I was wrong. The question wasn’t whether or not Barker was a talented enough filmmaker and storyteller to pull of the flick. The question was really whether or not the producers had enough confidence in Barker to let him do the job they hired him to do. The distinction is important.

As a theatrical release, NIGHTBREED seems to bounce around tones like a child on sugar bounces between favorite colors or toys. The flick starts out mysterious, passes through an imaginative take on the slasher genre, shifts gears into a monster movie, hits the notes tackled in 1987’s NEAR DARK of an ordinary man turned into a blood drinking creature of the night (though in that earlier flick, the rejection of the Other includes a purging of the self, which always rang as false to me), and finally shifts gears again into an over-the-top actioner. The underlying current running through all these moods is the sympathy the film has for its outsiders, the monsters called Nightbreed.
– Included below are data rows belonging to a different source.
Issue #47, opened 2020-02-27
Playing a remote file and cache the file at the same time


ReaganRealones:
Any suggestion on how I could play a remote files and store the files in cache for faster playing next time? One option is to use [Flutter cache manager](https://pub.dev/packages/flutter_cache_manager) to download it too  when I play it but this would mean downloading twice i.e one from the remote url (for the audioplayer) and one to store in cache for next time. 

How possible is it to play the remote file while caching it for faster playing the next time?

ryanheise:
I'm not sure of any easy way to do this. Some podcast players make it a binary choice: You either stream it, or you download it in advance.

BruceZhang1993:
This feature seems great. The flutter_cache_manager plugin's getFile method will return a Stream of [FileInfo](https://pub.dev/documentation/flutter_cache_manager/latest/flutter_cache_manager/FileInfo-class.html). I wonder whether it's possible to achieve this feature.

lkho:
> The flutter_cache_manager plugin's getFile method will return a Stream of `FileInfo`

The `FileInfo` stream only provides the progress of the download (while the file is still downloading), but not a data stream. You need to wait for the whole file to be downloaded to get a real file path.

BTW, if you really want to play a URL while it is still being downloaded, there is a [`CacheDataSourceFactory`](https://exoplayer.dev/downloading-media.html) in ExoPlayer, which might serve this purpose. However, this is platform side implementation and not controlled by Flutter. If it was to be implemented in this library, it would be a huge feature and requires a lot of platform communications.

ryanheise:
I would eventually like to replace the current `setUrl`/`setXYZ` API by a `setDataSource` API which would make it a lot easier to integrate with custom and other ExoPlayer data sources. There are various other motivations for wanting to do this including gapless playback. So I would say this idea is certainly on the table, but not in the short term.

ryanheise:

Boy are there monsters! As I mentioned before these are not the known quantities, either. Why bother throwing us another Dracula or Lon Chaney Wolfman, when you can have a dude who feeds leeches by biting his fingernails and who cooes to the eyeball devouring eel-things that live in his distended gut? There are blood drinkers and shape shifters, to be certain, but they are unusual in their appearance and design. There are human qualities to them, a sexiness to some, a savagery to others, even an innocence as in the child shapeshifter Babette. The monsters range in shapes, sizes, ages. They look like anyone or no one. They are inclusive in ways that current fandom’s rallying cries demand all movies be, and they were inclusive almost thirty years before fandom realized it wanted and needed this diversity. When the critters are on the stage, they are breathtaking. When the people are on the stage, well . . .

Director David Cronenberg turns in one of my favorite acting jobs of the majorly billed cast. He has a subtlety to his delivery as well as his body language. In another life, he might have been a horror film star in the same caliber as Boris Karloff or Christopher Lee. His presentation of the sinister psychiatrist is chilling and oddly fun. My favorite scene with this character is when Decker takes his the first trip to Midian at the time Boone is about to complete his transformation from human to monster. To set the scene, Boone has encountered his first Nightbreed (the moon faced Kinski and the meat-eating lawbreaker Peloquin). Bitten and racing away from them, he escapes the graveyard only to find himself surrounded by waiting authority figures. Backed by a bunch of triggerhappy cops, Decker approaches Boone like a qualified negotiator (“I know how to talk to him”) and then the psychiatrist as much admits that he framed Boone for the murders he has himself committed. Before Boone can process this, Decker throws a glance back toward the cops and shouts, “HE’S GOT A GUN!” before diving aside. Boone is left standing there like an idiot, faced with a highly intelligent, fast thinking antagonist. He is gunned down like a sheep. It’s a beautiful moment.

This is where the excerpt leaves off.